Джону Келли не хотелось спать с шерпами. У его людей было две палатки: одна для троицы шерпов, другая – самого Келли. И он не прочь был к кому-нибудь присоединиться. Но Матильда промолчала. Они минут пять поговорили на какие-то отвлеченные темы, а потом она отправилась к своим французам.
Вернемся в 1953 год. Знаменитый британский альпинист Генри Сесил Джон Хант возглавляет очередную экспедицию. Размах ее поистине королевский – четыреста человек, причем из них триста шестьдесят два – носильщики и двадцать – шерпы-проводники. Средств, затраченных на восхождение, хватило бы, чтобы в течение года кормить всех нищих какого-нибудь Ливерпуля или Манчестера. Конечно, наверх пошли не все. Большинство осталось в базовом лагере, кто-то осел в промежуточных. Последний лагерь они разбили на высоте 7890 метров.
Огромный, почти двухметровый Хиллари имел все шансы стать плохим альпинистом. Тяжелый костяк, могучие плечи, нескладное строение – да такому по ровной дороге передвигаться непросто, что уж говорить о горах. Но он не останавливался, потому что не умел. Он всегда двигался, если мог, – а он мог.

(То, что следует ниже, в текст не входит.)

PR #65, opened 2018-04-12
update config building

ChrisRackauckas:
It should get setup for finite difference as well

### DIFF
--- a/REQUIRE
+++ b/REQUIRE
@@ -1,6 +1,6 @@
 julia 0.6
 DiffEqBase 3.0.3
-OrdinaryDiffEq 3.7.0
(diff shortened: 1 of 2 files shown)


ChrisRackauckas:
Rosenbrock uses `du2` for what SDIRK uses `dz`. Not sure of a good way to fix.

devmotion:
You can dispatch on the cache, it's the third argument: https://github.com/JuliaDiffEq/DelayDiffEq.jl/blob/master/src/utils.jl#L52-L59
That would solve the problem, I guess?

ChrisRackauckas:
Yup, I can do that.

PR #66, opened 2018-04-14
Update for DiffEqBase.check_error!

devmotion:
Current master/next release of OrdinaryDiffEq breaks DelayDiffEq since `@ode_exit_conditions` requires `DiffEqBase.check_error!`. I guess the latest release OrdinaryDiffEq 3.10.0 should be added as an upper bound to previous versions of DelayDiffEq on METADATA.jl as well?

### DIFF
--- a/REQUIRE
+++ b/REQUIRE
@@ -1,6 +1,6 @@
 julia 0.6
-DiffEqBase 3.0.3
-OrdinaryDiffEq 3.10.0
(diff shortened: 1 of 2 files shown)


ChrisRackauckas:
I'm trying to avoid upper bounds because the package resolver is all screwed up, but I'll just put these in together.

PR #3432, opened 2026-08-16
fix(dev): pin @catalyst-cloud/sdk 0.8.5, ending the pr_* frame loss

ryanrozich:
## The data loss this ends

The mirror has been emitting change frames for four entities **no published schema defined** — `pr_commits`, `pr_review_comments`, `pr_conversation_comments`, `pr_events` — so every client dropped them regardless of version.

They are **dropped, not retried**: the cursor advances straight past a failed frame. That makes it *permanent per-entity data loss underneath a cursor that looks perfectly healthy* — the failure mode no existing instrument was watching.

Measured on the fleet, 20k-line log sample:

```
414  pr_commits
321  pr_review_comments
166  pr_conversation_comments
---
901  failed frames
```

**Positive control** in the same sample: 3,926 frames applied, and `issues` failures = **0**. So the zero above is evidence, not a broken query.

## The fix

`schema@0.1.12` defines all four — verified against the published tarball's `CREATE TABLE` statements, not the changelog. `0.8.5` pins `replicate@0.1.6` exactly, and `0.1.6` pins `schema@0.1.12` exactly, so both halves still name one schema and the CTL-1895 invariant holds across the bump.

## ⭐ Also bumps the ROOT schema pin, which the SDK bump does not move

The root `package.json` declared `@catalyst-cloud/schema: 0.1.10` **independently**, and `cloud-sync-schema-identity.mjs` imports that **bare** specifier while the replica applies with whatever the SDK resolves.

Bumping only the SDK would have left `bare = 0.1.10` against `sdk = 0.1.12` — precisely the **CTL-1869 split** (a host reporting a schema identity three migrations away from the one it applies), re-opened by the very upgrade meant to close a different version skew.

Caught by the one-copy gate on a fresh tree. It would **not** have appeared in any resolution check that starts from the SDK.

## Verification (off disk, following symlinks, from every importing position)

| resolution path | version |
|---|---|
| bare `@catalyst-cloud/schema` | 0.1.12 |
| schema **via sdk** | 0.1.12 |
| schema **via replicate** (the writer's `KNOWN_COLUMNS` source) | 0.1.12 |
| MIGRATED vs WRITTEN | **agree** |

The store retains an orphaned `schema@0.1.10` entry after the upgrade — bun's documented behaviour, and why a store-level copy count is only meaningful on a *truly fresh* tree. No resolution path reaches it; the authoritative check is what each importer resolves, and all three agree.

The CTL-1869 identity guard passes **17/17** here, exercising the unified-tree branch added in #3426 — a tree with one schema copy is a **result**, not an inconclusive test.

## Policy

Pin stays **exact**. A bump is a deliberate PR, never a range that floats — a caret is what let the running version drift from the declared one in the first place.

## Rollout

Same verified loop as #3426: merge → plugin-refresh delivers → restart mini-2 → mini → laptop, verifying LOADED per host and `pr_*` frames **applying** (0 failed) rather than trusting the version string.

### DIFF
--- a/bun.lock
+++ b/bun.lock
@@ -5,7 +5,7 @@
     "": {
       "name": "catalyst",
       "dependencies": {
-        "@catalyst-cloud/schema": "0.1.10",
+        "@catalyst-cloud/schema": "0.1.12",
         "@modelcontextprotocol/sdk": "1.29.0",
       },
       "devDependencies": {
@@ -34,7 +34,7 @@
       "name": "catalyst-execution-core",
       "dependencies": {
         "@catalyst-cloud/read-model": "^0.1.0",
-        "@catalyst-cloud/sdk": "0.8.4",
+        "@catalyst-cloud/sdk": "0.8.5",
         "@modelcontextprotocol/sdk": "1.29.0",
         "@opentelemetry/api": "^1.9.1",
         "@opentelemetry/exporter-trace-otlp-http": "^0.219.0",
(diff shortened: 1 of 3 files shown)


ryanrozich:
@codex review

PR #3436, opened 2026-08-16
fix(dev): CTL-1892 — the fleet has TWO app identities and both rotated; only one was seeded

ryanrozich:
Shipped gap in #3428, found by **enumerating** every actor named `Catalyst*` in the replica rather than reasoning from the one identity already known.

## The miss

The fleet runs an **orchestrator** app-actor *and* a **worker** app-actor. Both have rotated, on the same day, in the same way — Linear appends a collision suffix when an app re-mints onto a taken handle:

| retired | → | current | seeded in #3428? |
|---|---|---|---|
| `catalystorchestrator` (`f51bc697`) | → | `catalystorchestrator2` (`ba2989f1`) | ✅ |
| `catalyst` (`72824b58`) | → | `catalyst2` (`6dd38c1a`) | ❌ **missed** |

So the retired **worker** — **1,245 comments** — still read as a third party. Its echoes would dispatch: exactly the defect CTL-1892 closed, for the other identity.

## It meets the admission bar more cleanly than the pair already seeded

| | comments | window | overlap |
|---|---|---|---|
| `catalyst` | 1,245 | 2026-06-02 → **2026-08-10** | — |
| `catalyst2` | 97 | **2026-08-11** → today | **zero** |

The orchestrator pair both touched 08-10; this one has a clean gap. Same display name, successor handle carries the `2` suffix, named by no config live or backup. Measured with a **positive control** — the same query shape on the known-good orchestrator pair reproduces its documented handoff.

## ⚠️ The generalisable miss

I seeded from the identity the investigation had surfaced, instead of enumerating the population. One rotation was visible because a stray actor had already been noticed; the other was equally present and simply had not been looked for.

**The fix for "we found A" is to ask what the SET is, not to record A.**

## Test changes

Assertions now check **accumulation** rather than an exact identity set — an exact-equality assertion here just asserts the absence of the deliberate seeds, and broke on this change for that reason. Added: each seeded entry must name the successor it was superseded by (making each a checkable claim rather than an allowlist entry), and no **current** identity may appear in the retired list.

42 tests. Mutation-verified: removing the worker seed fails 3.

### DIFF
--- a/plugins/dev/scripts/execution-core/linear-bot-identity.mjs
+++ b/plugins/dev/scripts/execution-core/linear-bot-identity.mjs
@@ -82,6 +82,21 @@ export const KNOWN_RETIRED_IDENTITIES = Object.freeze([
       "name 'Catalyst Orchestrator' as its successor, whose handle carries Linear's collision " +
       "suffix '2'; same-day handoff with no overlap; named by no config, live or backup (CTL-1892)",
   },
+  {
+    // ⚠️ The fleet runs TWO app identities, not one — an ORCHESTRATOR and a WORKER — and
+    // each has rotated. The first cut of this list seeded only the orchestrator pair, so
+    // the retired WORKER's 1,245 comments still read as third-party: the same defect this
+    // module exists to close, for the other identity. Found by enumerating every actor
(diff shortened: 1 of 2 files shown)


ryanrozich:
@codex review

Сам Хант не планировал идти наверх. В соответствии с разработанной стратегией к вершине последовательно отправлялись две «двойки». В первую входили Том Бурдиллон и Чарльз Эванс, во вторую – Эдмунд Хиллари и шерп Тенцинг Норгей. Хиллари не хотел идти с шерпом – в этом проявился его снобизм. Нет, говорил он, я не пойду, я хочу идти с Лоу или с кем-либо еще, но не с этим узкоглазым. То, что узкоглазый в сто раз опытнее и выносливее любого европейца, Хиллари тогда не волновало.
Через три дня, кстати, они с шерпом уже были лучшими друзьями – и оставались таковыми всю жизнь. Когда в 1986 году Норгей умер, Хиллари рыдал так, как будто потерял сына, брата и отца в одном лице. Впрочем, никакого «как будто». Когда ты идешь с кем-то на вершину, он действительно тебе – брат, сын и отец. Более того, он – ты сам. Ты знаешь, что, если погибнет он – умрешь и ты. Если он сломает ногу, ты тоже не выберешься. И ты учишься делить с ним все, что возможно разделить.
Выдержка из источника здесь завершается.